A Christmas story

This time in 2011 we were deep in our Christmas storytelling project, 26 Stories of Christmas. We asked 26 writers to choose the object that means Christmas to them. Then we paired them randomly with another writer’s object, and asked each to write a 500-word story. From 1 – 26 December, we published a story a day, complete with beautiful illustrations. All 26 stories are collected here. Perfect reading for the Christmas break. We’ll start you off with the story published on 1st December. Nights at The Fir was written by John McGhee and illustrated by David Bate, and it was based on a wooden Advent tree…

Nights at The Fir
Written by John McGhee
Illustrated by David Bate

White Christmas, 1991. Sunday night, first week in December, David Mercer mesmerised The Greyhound’s drunken punters. With matchboxes and coins he prevailed in convoluted bar bets, dismissed salvoes of trivia questions. Each Christmas number one was named. When he sang, sonorous, they all saw the treetops glisten. He told the one about the Australian Santa Claus, to guffaws, applause. A regular, a tankard-above-the-bar-that’s-my-seat patron, issued a challenge. The landlord lined the bar with Irish creams, St-Germain and Sauvignon Blanc, Pernod, pastis and ouzos, overproofs, a terminal pint of vodka and milk. Mercer took each drink dauntlessly, claimed his fiver and bought the next round. At closing time, his black suit was freckled with artificial snow and tinsel. The landlord shook his hand as he left. I’m Cliff, get home safe, mate. I’m already home, Mercer said, a listing smile.

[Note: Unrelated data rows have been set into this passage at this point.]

PR #1238, opened 2023-03-22
PWX-28271 Add VPS Volume Affinity and AntiAffinity Test

dahuang-purestorage:
Adds a new VPS test for Jenkins to automate. 
The new VPS test aims to run without adding too much functionality into Torpedo backend to update the `placement_strategy` annotation into StatefulSet or StorageClass.

The new mongo-vps app has 2 volumes per pod and deploys 2 pods, so 4 volumes in total. Each pod will have two volumes with label [`statefulset=mongo-$i`, `app=mongo-sts`]. 
The two new test does the following:
- VolumeAntiAffinity on `statefulset`: volume with the same `mongo-$i` label is expected to be deployed on different pool.
- VolumeAffinity on `app` label: all the volumes are expected to be deployed on the same pool. 

We validate the deployment but parsing through the deployed volumes to parse its label and the pool it deployed on. For each label, we count the unique number of pools it deployed on.
- VolumeAntiAffinity: we expect each `statefulset` label to have 2 pools. 
- VolumeAffinity: we expect each `app` label to have 1 pool.

PWX-28271

Test passed locally. 
Jenknis job passed: https://jenkins.pwx.dev.purestorage.com/view/Control%20Plane/job/Torpedo/job/tp-basic-vps/1/console


tests/basic/volumeplacementstrategy_test.go
```diff
@@ -0,0 +1,243 @@
...
+		})
+	})
+
+	AfterEach(func() {
+		AfterEachTest(contexts, testrailID, runID)
+		defer EndTorpedoTest()
+	})
+})
+
+type VolumePlaceMentStrategyTestCase interface {
```
lsrinivas-pure, line 101: can you move this and other non tests functions to new file under vpsutil. so that we can use in other tests if required

pkg/vpsutil/vpsutil.go
```diff
@@ -0,0 +1,102 @@
...
+					Enforcement:      v1beta1.EnforcementRequired,
+					MatchExpressions: matchExpression,
+				},
+			},
+		},
+	}
+}
+
+func getNodePlacement(vol *api.Volume) string {
+	return vol.ReplicaSets[0].PoolUuids[0]
```
sangleganesh, line 54: don't u need to get all not pools and node just pool[0] ?

sangleganesh (commented):
one minor comment else looks good

nikolaypopov (approved):
LGTM

PR #1239, opened 2023-03-22
Fixing failures in ShareAndRemoveBackupLocation and ClusterBackupShareToggle

mkoppal-px:
During one of our nightly runs [Aetos link](http://aetos.pwx.purestorage.com/resultSet/testSetID/131308), we faced failures in `ShareAndRemoveBackupLocation` and `ClusterBackupShareToggle` which was intermittent. To avoid this this test becoming flaky, we have done the following:

- [x] In `ShareAndRemoveBackupLocation` the older backup location is being deleted during the test case but there was not check if it is actually deleted before we enter cleanup. Added a `backupLocationDeleteStatusCheck` for this reason.
- [x] In `ClusterBackupShareToggle`, we are sharing the backups at cluster level, it is taking a few seconds to apply the access level to the backup objects, but even before that is completed we are trying to restore the shared backup which was resulting in intermittent failure. Fixed this by adding a check in `ClusterUpdateBackupShare` helper function. We will check for `BackupShareStatusInfo` and returning from the function only after the status is `Success`

Closes #PA-742

[Jenkins run](https://jenkins.pwx.dev.purestorage.com/job/Users/job/Sumit/job/Custom-Pipelines/job/px-backup-on-demand-system-test-byoc/608/console)

### DIFF
--- a/tests/backup/backup_helper.go
+++ b/tests/backup/backup_helper.go
@@ -519,7 +519,9 @@ func ClusterUpdateBackupShare(clusterName string, groupNames []string, userNames
 	clusterBackupShareStatusCheck := func() (interface{}, bool, error) {
 		clusterReq := &api.ClusterInspectRequest{OrgId: orgID, Name: clusterName, IncludeSecrets: true}
 		clusterResp, err := backupDriver.InspectCluster(ctx, clusterReq)
-		log.FailOnError(err, "Cluster Object for cluster %s and Org id %s is empty", clusterName, orgID)
+		if err != nil {
+			return "", true, err
+		}
 		if clusterResp.GetCluster().BackupShareStatusInfo.GetStatus() != api.ClusterInfo_BackupShareStatusInfo_Success {
 			return "", true, fmt.Errorf("cluster backup share status for cluster %s is still %s", clusterName,
 				clusterResp.GetCluster().BackupShareStatusInfo.GetStatus())


tests/backup/backup_helper.go
```diff
@@ -515,6 +515,23 @@ func ClusterUpdateBackupShare(clusterName string, groupNames []string, userNames
 	if err != nil {
 		return err
 	}
+
+	clusterBackupShareStatusCheck := func() (interface{}, bool, error) {
+		clusterReq := &api.ClusterInspectRequest{OrgId: orgID, Name: clusterName, IncludeSecrets: true}
+		clusterResp, err := backupDriver.InspectCluster(ctx, clusterReq)
+		log.FailOnError(err, "Cluster Object for cluster %s and Org id %s is empty", clusterName, orgID)
```
kphalgun-px, line 522: How about we return the err?

lsrinivas-pure, line 522: return the "",true,err here

mkoppal-px: Fixed it

mkoppal-px: Added this

```
clusterResp, err := backupDriver.InspectCluster(ctx, clusterReq)
		if err != nil {
			return "", true, err
		}
```

lsrinivas-pure (approved):
LGTM

kphalgun-px (approved):
LGTM

PR #1253, opened 2023-03-26
PA-732: Fix `ReplicaChangeWhileRestore`  failure

kshithijiyer-px:
Testcase `ReplicaChangeWhileRestore` was failing in the nightly runs with StorageClass not found error as there was a 1 sec time difference  when we run the case between the time the sc is created and restore is done. To fix this we are just assigning the variable once now in the `step()` where we are creating the StorageClass. 

Change done in the PR:
- [x] Change code to only create scName once and reuse everywhere. 

Run without fix: 
http://aetos.pwx.purestorage.com/resultSet/testSetID/128428/testCaseID/644998

Run with fix: 
1. http://aetos.pwx.purestorage.com/resultSet/testSetID/136967 (Seeing some random 4 cases failing the one ReplicaChangeWhileRestore isn't failing)
2. http://aetos.pwx.purestorage.com/resultSet/testSetID/137903 (Seeing 2 testcase failure.)

 

Closes #PA-732

Will squash and merge if rebase of branch is required.


kphalgun-px (approved):
LGTM

tests/backup/backup_portworx_test.go
```diff
@@ -137,6 +137,7 @@ var _ = Describe("{ReplicaChangeWhileRestore}", func() {
 	labelSelectors := make(map[string]string)
 	params := make(map[string]string)
 	var backupNames []string
+	scName := fmt.Sprintf("replica-sc-%v", time.Now().Unix())
```
mkoppal-px, line 140: I would suggest to just declare the `scName` here like `var scName string` and then in the step where you are creating storage class add the time stamp.

```
scName = fmt.Sprintf("replica-sc-%v", time.Now().Unix())
```

This is because ginkgo initialises all the variables at `Describe` level as soon the ginkgo command is run. So if there is another future test case which us creating another sc with name `fmt.Sprintf("replica-sc-%v", time.Now().Unix())` then it would end up in conflict because both of them would have the same time stamp.

kshithijiyer-px: Done

tthurlapati-px (approved):
LGTM

ak-px (approved):
LGTM

mkoppal-px (approved):
LGTM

Green Christmas, 2009. Sunday night, second week in December. Mercer braced new faces at the bar. The Greyhound was now The Fir Tree. No-one engaged Mercer in his wagers. He fluffed the punchline of the Australian Santa. The thin pub herd peered at the widescreen. Cliff asked him to slow down as he poured Mercer’s self-dare, a replay of last season and seasons before. Mercer downed midori and lemonade, shots upon shots of triple sec and Cointreau, absinthe, appletinis, but the final chartreuse glass slipped from his hand, bounced on the floor. Mercer asked Cliff if his wife was back. Cliff asked Mercer why he’d never married. As Mercer scrambled for keys to his bicycle lock, Cliff said: for the road? Mercer poured crème de menthe into his silver hipflask and disappeared past the holly wreath on the door, into the snow.

Blue Christmas 2010. Sunday night, third week in December. In The Fir Tree, men in black suits reminisced. Christmas, it was Mercer’s best time. He’d lent them money. He’d known all the songs. Mercer had been a good sort, the best. He would have wanted you to have this back, said Mercer’s brother, a short man with Mercer’s voice. He passed Cliff the silver hipflask. One final time, Cliff lined the bar with potions of blue curacao, aftershocks and flaming sambuca. The crowd drank respectfully.

Red Christmas, 2001. Sunday night, fourth week in December, Mercer mesmerised The Fir Tree’s drunken punters. The best party ever. Mercer beckoned Cliff forward and they karaoked joyously. Cliff’s son, in flannel pyjamas, watched his father sing with the funny man as his mother tended bar. Mercer’s challenges were legendary and everyone watched as Cliff prepared the line-up. The photographer from the Advertiser snapped Camparis, bloody marys, red wine, crème de cassis, raspberry daiquiris. Mercer downed a final whisky and grenadine to the girls’ uproarious cheering. In the quiet of the lock-in that followed, Cliff passed a brown carrier bag to Mercer. In it was a silver hipflask. The engraving, Cliff said, the most important thing in this life. Mercer read: Goodwill to all men.


John McGhee used the following object and 26 words:

A Wooden Advent Tree

Two faded flat fir tree shapes that slotted together crossways with (after four Sundays in Advent) a white, green, blue and red candle at each corner.